Joe, I know you know most of what I said. Its just comments backing my own management strategies. I have never seen a study or claim of anyone stating that bottom boards somehow handled the mite problem. I have heard many say that it "helps".

I also can say that 5 years has been a long time in breeding efforts. I can say that my bees are different from what I had 5 years ago. What Cornell had in 2002 and prior in regards to bees with hygienic and grooming abilities is long gone.

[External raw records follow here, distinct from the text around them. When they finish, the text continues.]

PR #323, opened 2025-05-13
feat: Update system prompt to include ! execution

cperry-goog:


packages/server/src/core/prompts.ts
```diff
@@ -84,6 +84,7 @@ Rigorously adhere to existing project conventions when reading or modifying code
 
 ## Interaction Details
 -   **Help Command:** The user can use '/help' to display help information.
+-   **Direct Command Execution:** Users can execute shell commands directly by prefixing their input with an exclamation mark (!). For example: !ls -la
```
olcan, line 87: i'm somewhat concerned this could confuse the model since shell command execution is a powerful thing that can change state of model's environment arbitrarily. it could be doubly confusing as these "passthrough" shell commands do not go into the context, so e.g. you can imagine the model suggesting the user do something repeatedly, or assume they did not do something when they did, etc

cperry-goog: I keep getting annoyed when it tells me to exit and go to the terminal to execute a command. That said, you are right. Any way to balance both or give up?

olcan:
Ah I see, I was wondering what the goal was. We can try letting the model
know that these commands will not be visible to it. May help to give them a
distinguishing name like “passthrough” commands to drive home the point
that these are sort of special, as if the user is running them in a
separate terminal (and you could use that wording in telling model it won’t
see these)

olcan:
By the way we have two characters that do this, $ and !, unless we removed
one. Also this may still confuse the model so I wouldn’t count on this
working super well generally and could have side effects unfortunately at
the size of system prompt we already have. :(

One thing I would love us to get to is behaviroal auto-evals, where you can
flag this behavior and we can automatically measure its occurrance rate and
then make these sorts of changes more confidently.

NTaylorMullen:
IMO we should remove `$` and align with Claude Code here under `!`

olcan:
Yeah agree

cperry-goog:
I'm going to abandon this change and instead put it into my own Gemini.md to test the behvior.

I'll stick by my 5% and use them just the same. Many things go into making beekeeping work. This is just a small piece of the puzzle.


----------



## naturebee (Dec 25, 2004)

Mike,
I just thought the research was intresting, thats why I posted it. I'm neither pro or con SBB's. But sometimes, the impression given by some that recomend them is that they are more effective than they acturally are. 
Best Wishes,


----------



## Robert Brenchley (Apr 23, 2000)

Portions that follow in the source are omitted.